Date of Award

Spring 2024

Degree Type



College of Pharmacy

Director of Thesis

Dr. Douglas L. Pittman

Second Reader

Dr. Lydia E. Matesic


Homologous recombination (HR) is a repair pathway for DNA double-stranded breaks. Mutations in HR genes contribute to genomic instability and increase the prevalence of cancer. Exploiting HR deficiency in tumor cells has led to improved synthetic lethality outcomes. RAD51 paralogue protein complexes are known to be involved with HR. Proteomic analysis of RAD51 paralogues reveals a connection to the nuclear paraspeckle. A paraspeckle is a little-known, specialized organelle found in the interchromatin space of the nucleus in mammalian cells. Its three central protein components include SFPQ, NONO, and PSPC1. RAD51D is an HR protein shown previously to interact with SFPQ and NONO. The interaction between PSPC1 and RAD51D, or other HR proteins, however, has yet to be investigated.

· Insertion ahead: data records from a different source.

PR #4044, opened 2023-12-22
Named attribute sets

mlstowell:
Adding support for named attribute sets. This is mainly a change to the MFEM mesh format which adds two new sections `attribute_sets` and `bdr_attribute_sets` after the lists of elements and boundary elements. I had considered adding the new sections at the end of the mesh file but this was complicated by the reading of nodal GridFunctions which are read after returning from `ReadMFEMMesh`.

The new attribute sets are quite simple. There are a handful of new `Mesh` methods for defining, deleting, augmenting, and accessing the new sets which are stored internally as `Array<int>` objects contained in STL map containers keyed by STL strings. Two separate containers have been added; one for element attributes and the other for boundary element attributes. Likewise the accessor methods are provided in two flavors. The sets do not need to be disjoint or to span the full range of attribute IDs. The same names can be used for boundary and element sets without creating name clashes.

This PR includes a simple Gmsh script for producing a small mesh with multiple named physical regions and boundaries. The Gmsh reader has been updated to process these named entities whenever present and populate the corresponding attribute sets. There is also a modified version of `ex1p` which reads this Gmsh mesh and uses the new set methods to create new sets from the sets in the file before using these new sets to define sources, material regions, and boundary conditions.

| [#4044](https://github.com/mfem/mfem/pull/4044) | @mlstowell | @tzanio | @pazner + @dylan-copeland + @tzanio | 1/16/24 | 4/2/24 | 4/3/24 | |

<details>
    
- [ ] Code builds.
- [ ] Update `CHANGELOG`:
- [ ] Update `INSTALL`:
    - [ ] `.github`
    - [ ] `.appveyor.yml`
- [ ] Update `.gitignore`:
- [ ] New examples:
- [ ] New miniapps:
- [ ] New capability:
</details>


mlstowell:
@rieben1, @brunner6, and @wnissen, I think this PR is almost ready for review. I plan to clean up the new example code and add a serial version as well. There will also be a companion PR documenting the changes to the mesh format on the mfem.org web pages.

I'd be very interested to hear any feedback you might have. The new features added in this PR are quite simple but I think they cover the basics. If there's anything else you think we should add at this point just let me know.

wnissen:
> @rieben1, @brunner6, and @wnissen, I think this PR is almost ready for review. I plan to clean up the new example code and add a serial version as well. There will also be a companion PR documenting the changes to the mesh format on the mfem.org web pages.
> 
> I'd be very interested to hear any feedback you might have. The new features added in this PR are quite simple but I think they cover the basics. If there's anything else you think we should add at this point just let me know.

Thanks, I am just about to walk out the door for the year but will take a look when I get back on the 8th. Glad to see string attributes!

brunner6:
@mlstowell : Cool!  I see the functions are well documented, and there's an example, but it looks like it's geared toward exhaustive testing rather than an introduction on how to use this.  Is there a place to describe the simplest way to use this?  Questions I want to ask are:

1. How can I get attribute to apply a boundary condition with it?
2. Can I loop over elements in a set and do things like compute a material model?
3. How does this work with refinement, either uniform for the high-order to low-order, or full-up AMR?  (I'm OK if this is coming soon.  But I'd like a path from what's here to full AMR support.)

mlstowell:
Hi, @brunner6,
Your third question is perhaps the easiest to address. Attribute numbers are propagated to any new elements that are created during any type of mesh refinement. The rule is simply that any new child elements are assigned the same attribute number as the parent element from which they were created. This PR does not alter this behavior in any way so the new named sets will work on refined meshes without any modification.

The other two questions and the overall query about an introduction involve so many special cases they are difficult to answer in detail. We don't currently have any introductory documentation but we do intend to add something to our web pages. I think the best answer I can give at this point is that if you have a code which currently applies boundary conditions or builds material models based on attribute numbers then this PR merely adds the option to refer to these attribute numbers by name rather than number but the rest of your code will continue to work as it currently does. The only possible change would be if your code is applied to individual attribute numbers it could now be applied to sets of attribute numbers referred to by name.

This PR does not add any significant functionality to MFEM. It literally just adds the ability to refer to sets of attribute numbers by name as a convenience. More significant functionality could be added in the future but much of this would only consist of wrapper functions which take a name as an argument, find the corresponding set of attribute numbers, and then use the existing attribute number based functions.

You mention looping over elements in a set. The way MFEM currently does this is to loop over all elements and check to see if each is in the desired set. This works well if the set is expected to be large and the overhead of ignoring elements outside the desired set is relatively small. If, on the other hand, the desired set is small it would probably be more efficient to somehow keep track of this small set of elements and loop over them when needed. I've already done some work to support this but it has not been a priority. If you have a need for this type of functionality we should discuss your requirements and perhaps adjust our priorities.

Best wishes,
Mark

mesh/mesh.cpp
```diff
@@ -1581,6 +1581,120 @@ void Mesh::SetAttributes()
    }
 }
 
+void Mesh::GetAttributeSetNames(std::set<std::string> &names) const
+{
+   names.clear();
+
+   std::map<std::string,Array<int> >::const_iterator it;
```
paul-hilscher, line 1588: minor:

Following [cpp core guidelines](https://isocpp.github.io/CppCoreGuidelines/CppCoreGuidelines#Res-for-range) I am wondering whether a range-for loop should be preferred here:

```
{
   names.clear();

   for(auto const &attr_set: attr_sets)
   {
      names.insert(attr_set.first);
   }
}   
```
? Same in some other places (GetBdrAttributeSetNames, ...)

brunner6:
@mlstowell : Thanks.  I had a long conversation with @rieben1 and @tzanio yesterday about this, and I think I'm conflating at least two feature requests into one, like what you suggested.  This is a great addition, and we can have other discussions about more features when we really need them.  I think what I'm really hoping is that I never need to know about the actual ID numbers as I go from mesh generation to the code.  Maybe this means more work for @wnissen to auto generate attributs in Pmesh from whatever sets I apply to the mesh.

brunner6:
I'm not authorized to approve the MR, but I support this change.

mesh/mesh.hpp
```diff
@@ -1014,6 +1022,138 @@ class Mesh
...
+       reference.
+    */
+   Array<int> & GetAttributeSet(const std::string & set_name);
+
+   /// @brief Access a named boundary attribute set
+   /**
+       @param[in] set_name The name of the set being accessed
+
+       @note If the named set does not exist a new empty set will be created
+       and returned.
```
paul-hilscher, line 1148: minor/optional:

just wondering if there is a use case for this ? Alternatively a more defensive approach
```
Array<int> & Mesh::GetBdrAttributeSet(const std::string & set_name)
{
   return bdr_attr_sets.at(set_name);
}
```
could be used to avoid this side-effect (in which case the code will throw an exception).

mesh/mesh_readers.cpp
```diff
@@ -2735,6 +2868,26 @@ void Mesh::ReadGmshMesh(std::istream &input, int &curved, int &read_gf)
       }
    } // we reach the end of the file
 
+   // Process set names
```
paul-hilscher, line 2871: nitpick/optional:

maybe:
```
   if(!phys_names_by_dim.empty()) 
   {
      // Process boundary attribute set names
      for(auto const &attr: phys_names_by_dim[Dim-1])
      {
         AddToBdrAttributeSet(attr.second, attr.first);
      }

      // Process element attribute set names
      for(auto const &attr: phys_names_by_dim[Dim])
      {
         AddToAttributeSet(attr.second, attr.first);
      }
   }
```

mesh/mesh.cpp
```diff
@@ -1581,6 +1581,116 @@ void Mesh::SetAttributes()
...
+void Mesh::AddToBdrAttributeSet(const std::string &set_name,
+                                const Array<int> &attr)
+{
+   bdr_attr_sets[set_name].Append(attr);
+   bdr_attr_sets[set_name].Sort();
+   bdr_attr_sets[set_name].Unique();
+}
+
+void Mesh::RemoveFromAttributeSet(const std::string &set_name, int attr)
+{
```
paul-hilscher, line 1657: I wonder if this could be replaced with:
```
{
    Array<int> &attrs = attr_sets[set_name];

    attrs.DeleteFirst(attr);
}
```

1) This would require that 
```
void Mesh::SetAttributeSet(const std::string &set_name, const Array<int> &attr)
void Mesh::SetBdrAttributeSet(const std::string &set_name,  const Array<int> &attr)
```
do actually call `Sort()` and `Unique()`. 

2) Ideally `Array<T>` should have a member function named `DeleteAll(const T &el)` which does "the right thing" based on whether an internal flag indicates if it  the array is sorted and/or unique. This would remove later the duplication for `Mesh::RemoveFromBdrAttributeSet`.

mesh/mesh.cpp
```diff
@@ -1581,6 +1581,116 @@ void Mesh::SetAttributes()
...
+   for (auto const &bdr_attr_set : bdr_attr_sets)
+   {
+      names.insert(bdr_attr_set.first);
+   }
+}
+
+
+void Mesh::SetAttributeSet(const std::string &set_name, const Array<int> &attr)
+{
+   attr_sets[set_name] = attr;
```
paul-hilscher, line 1607: What is the motivation that `attr` is not sorted and unified here ?

mesh/mesh.hpp
mlstowell: Probably not. I was thinking of justifying it as a way to create a new set when you don't yet know which attributes will belong to it. This is a flimsy justification.

To be honest I was avoiding the need to figure out how to handle the returned reference. I didn't want to halt execution in this situation. I considered issuing a warning message. But in this case what Array<int> do I return? I don't have an empty array in the Mesh class that will persist beyond the call to this method. I could add one as member data but that seems odd. I could allocate an array object just to return a reference to it but then the caller will need to delete it at some point. Do you (@paul-hilscher) happen to know how this situation is typically handled?

mesh/mesh_readers.cpp
mlstowell: I missed this one. I'm glad you found it.

mesh/mesh.cpp
mlstowell: No motivation. Just an oversight. Good catch!

mesh/mesh.cpp
mlstowell: Good idea. This has been done. I also added a warning message if the named sets don't exist (in just these two "RemoveFrom*" methods).

mesh/mesh.hpp
pazner: I also think automatically creating a new empty attribute set is not the right behavior here. There are a couple of options to handle this:

* `MFEM_ABORT`. This will halt execution, but it probably indicates a bug that needs to be fixed anyway?
* Change the return type to `Array<int>*`, allowing for `nullptr` as a return value.
* When we eventually (hopefully soon!) move to C++17, we can start using `std::optional` (in this case it's a little more complicated since we would need to use `std::reference_wrapper` as well)

pazner (commented):
This is going to be a useful feature, especially when used together with Gmsh's physical surfaces/volumes/etc. Thanks for the implementation @mlstowell.

I left a couple of minor comments.

Perhaps a bigger suggestion: what do you think about extracting this functionality to a separate class (and separate source file), e.g. an `AttributeSets` class? The `Mesh` class is already large and unwieldy, and the source files are too long (the `[p]mesh.?pp` files total over 23,000 lines). To me this seems like pretty discrete functionality that can be cleanly separate from the rest of the mesh class.

mesh/mesh.cpp
```diff
@@ -4104,6 +4249,18 @@ Mesh::Mesh(const Mesh &mesh, bool copy_nodes)
...
+      // Copy attribute and bdr_attribute names
+      for (auto const &attr_set : mesh.attr_sets)
+      {
+	 attr_set.second.Copy(attr_sets[attr_set.first]);
+      }
+      for (auto const &bdr_attr_set : mesh.bdr_attr_sets)
+      {
+	 bdr_attr_set.second.Copy(bdr_attr_sets[bdr_attr_set.first]);
+      }
+   }
```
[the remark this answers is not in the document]
mlstowell: I'm not sure and I did not try that. I noticed that all of the other Array objects are copied using Array::Copy so I wanted to use the same mechanism here.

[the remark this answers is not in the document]
pazner: I think it should work, and since this pattern appears in a number of places, it should simplify things quite a bit.

Note that the copy assignment operator for `Array<T>` is defined using `Array<T>::Copy`, so it should be essentially identical
```cpp
Array<T> &operator=(const Array<T> &src) { src.Copy(*this); return *this; }
```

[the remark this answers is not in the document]
v-dobrev: The use of `Copy` here probably dates back to when `Array` did not have copy-assignment.

mesh/mesh.hpp
wnissen: In some of the simulation codes I'm familiar with, an attribute is checked for existence to determine if a particular kind of setup or physics is enabled, like slide lines. Having it return an empty set breaks the semantics, though it's not the end of the word.

data/compass.mesh
```diff
@@ -0,0 +1,95 @@
...
+"Eastern Boundary" 2 1 8
+"NNE" 1 2
+"NNW" 1 3
+"Northern Boundary" 2 2 3
+"SSE" 1 7
+"SSW" 1 6
+"Southern Boundary" 2 6 7
+"WNW" 1 4
+"WSW" 1 5
+"Western Boundary" 2 4 5
```
wnissen, line 77: This is a totally reasonable way to do attribute sets, and easy to implement on the meshing side.

pazner:
Hi @mlstowell, hope you don't mind me chiming in… I think you can simplify/reduce a lot of boilerplate in the `ArraysByName` class, see [this branch](https://github.com/mfem/mfem/compare/named-attr-sets...named-attr-sets-simplify) for a suggestion.

mlstowell:
Thanks, @pazner, of course I don't mind. That is tempting. If I can retain the functionality I need it would certainly be good to eliminate the iterator code. I'll give it a try.

pazner:
I would also suggest removing all the copy constructors and copy assignment operators (the implicitly-declared ones will do the job just fine). `ArraysByName<T>::Copy` also becomes unnecessary. Personally I also don't see the need for the overload of `GetNames` that copies into an existing set. Is the purpose optimization? I suspect there is no meaningful improvement in efficiency compared with the version that returns the requested set.

mlstowell:
I have no particular attachment to the `ArraysByName<T>::Copy` method (or the copy constructor) but I feel that it is important to provide an interface which is analogous to the `Array` class (and other MFEM classes). I think, therefore, that the decision to remove such methods should extend to the library as a whole but I don't want to make that decision in this PR.

The `GetNames(std::set<std::string> &names)` method is useful because sets can be created or deleted so updating an existing set of names may be preferable to copying the set. I also don't think this is much of a performance optimization (these are likely to be small containers after all). Partly I prefer the slightly shorter line of code because it reflects how I expect such things to work:
```
set<string> names = abn.GetNames();
...
abn.GetNames(names);
/// vs.
names = abn.GetNames();
```
I should also admit to an old bias against any unnecessary copying (which probably goes hand-in-hand with my expectations). Again I doubt the performance difference would be noticeable in most applications but why copy a set of items twice when once is sufficient?

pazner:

Therefore, this project analyzes the interactions between PSPC1 and three HR proteins, RAD51C, RAD51D, and XRCC2, using the yeast-2-hybrid (Y2H) system. Interactions between PSPC1 and NONO, along with SFPQ, were confirmed in the Y2H system. The results indicate PSPC1 is interacting with RAD51C and potentially XRCC2. Surprisingly, the data indicate that PSPC1 interacts with itself, demonstrating potential PSPC1 homodimerization. In conclusion, the data support the physical interactions between the HR and paraspeckle pathways. Therefore, alterations in genetic expression due to mutations within both pathways may potentially be used as cancer biomarkers and to identify genes for targeted drug therapeutics. Future studies should incorporate allelic variations and alternative splice variants of these genes to continue deciphering their interactions and investigate additional DNA damage repair and response pathways.